The unprecedented growth of the Internet over the past decade and of data collection, more generally, has given rise to vast quantities of digital information, ranging from web documents and images, genomic databases to a vast array of business customer information. Consequently, it is of growing importance to develop tools and models that enable us to better understand this data and to design data-driven algorithms that leverage this information.
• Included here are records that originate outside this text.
PR #9936, opened 2023-11-27
Update Webex icon color

LitoMore:
Use black instead of white as the brand color for a better default visual.


adamrusted (approved):

service-paradis:
A little late for this one, but not sure black is really representative here. Navigating through https://www.webex.com/, I think `#078855` might be a better choice.

PR #9937, opened 2023-11-27
Avoid `#FFFFFF` icon color

LitoMore:
Related to #9360

The CI will pass once #9936 is merged.


mondeja:
Why you don't just added it to the `hex` test? That would avoid another long loop.

https://github.com/simple-icons/simple-icons/blob/15cc8ea7fa21cad39987a7393715dbc756992205/tests/test-icon.js#L41

PeterShaggyNoble:
What if a brand's sole primary colour is _actually_ white, though?

I'm struggling to think of an example off the top of my head, but I think we'd need to provide the ability to override this, just in case. Perhaps by having a list of excluded slugs, in the same way we did when we first introduced SVG linting to prevent all our existing icons from throwing errors while we worked on cleaning them up?

scripts/lint/ourlint.js
```diff
@@ -82,6 +82,19 @@ const TESTS = {
...
+  /* Check icon colors */
+  checkColor: (data) => {
+    const hasWhiteColor = (color) => {
+      return color === 'FFFFFF';
+    };
+
+    const allColors = [...new Set(data.icons.flatMap((icon) => icon.hex))];
+
+    if (allColors.some((color) => hasWhiteColor(color))) {
+      return 'Some icon colors are white `FFFFFF`, please replace with black `000000`';
```
service-paradis, line 95: > please replace with black `000000`

I would not ask specifically to replace with black since it might not be the best alternative to represent the brand

mondeja:
> What if a brand's sole primary colour is _actually_ white, though?
> 
> I'm struggling to think of an example off the top of my head, but I think we'd need to provide the ability to override this, just in case. Perhaps by having a list of excluded slugs, in the same way we did when we first introduced SVG linting to prevent all our existing icons from throwing errors while we worked on cleaning them up?

Opened https://github.com/simple-icons/simple-icons/issues/9976 to discuss it. I think that we must move forward this PR with the current approach introduced by #9360 to prevent more drift about the change and use the opened issue to discuss the problem.

scripts/lint/ourlint.js
adamrusted: @LitoMore - I don't think we explicitly need to tell users to replace with black. Perhaps we just suggest they find a more appropriate colour?

```suggestion
      return 'Some icon colors are white `FFFFFF`, are you sure that is the correct color?';
```

service-paradis:
Closing this one according to #9976

PR #10000, opened 2023-12-02
Update Readme

PratyushJayachandran:
Update icon number in Readme


PeterShaggyNoble:
Is this not still done automatically by the release action?

PratyushJayachandran:
> > Is this not still done automatically by the release action?
> 
> It should be, yeah. We were just under as of last release, so will update tomorrow! 

Oof... I didn't know that. 😞

PR #10024, opened 2023-12-04
Add Microsoft and Adobe to 'excessively protective brands' list

Lordfirespeed:


PeterShaggyNoble:
Thanks, @Lordfirespeed, but we won't be doing this until we've made contact with each company to seek permission and only then if the outcome does not go in our favour. In the meantime, we will simply be pausing all open and newly created issues & PRs until we receive a response.

Lordfirespeed:
Okay! ❤️

PR #10039, opened 2023-12-06
Split issue types in README

adamrusted:
A small update to the README, to split issues out by type.
Noted that there are a lot of users who would contribute, but don't have any interest in working on SVGs per-say.
By highlighting that we have different options available, we should (in theory) be able to appeal to those who would like to contribute, but aren't up for working on SVGs.

Also filtered to remove issues with a linked PR. We can assume they're already 'in progress'


PeterShaggyNoble (approved):
Would it be worth adding these to the relevant section of our contributing guidelines, too?

Issue #10052, opened 2023-12-09
Replace FITE with TrillerTV


PeterShaggyNoble:
FITE is [rebranding as TrillerTV](https://www.fite.tv/watch/we-become-trillertv/2pe5x/) - a terrible move in my opinion - on the 13th of December, so we'll need to add a new icon for TrillerTV and queue FITE up for removal in v12.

This thesis provides several fundamental theoretical and algorithmic results for tackling such problems with applications to speech recognition, image processing, natural language processing, computational biology and web-based algorithms.
. Probabilistic automata provide an efficient and compact way to model sequence- oriented data such as speech or web documents. Measuring the similarity of such automata provides a way of comparing the objects they model, and is an essential first step in organizing this type of data. We present algorithmic and hardness results for computing various discrepancies (or dissimilarities) between probabilistic automata, including the relative entropy and the Lp distance; we also give an efficient algorithm to determine if two probabilistic automata are equivalent. In addition, we study the complexity of computing the norms of probabilistic automata.
. Organizing and querying large amounts of digitized data such as images and videos is a challenging task because little or no label information is available. This motivates transduction, a setting in which the learning algorithm can leverage unlabeled data during training to improve performance. We present novel error bounds for a family of transductive regression algorithms and validate their usefulness through experiments.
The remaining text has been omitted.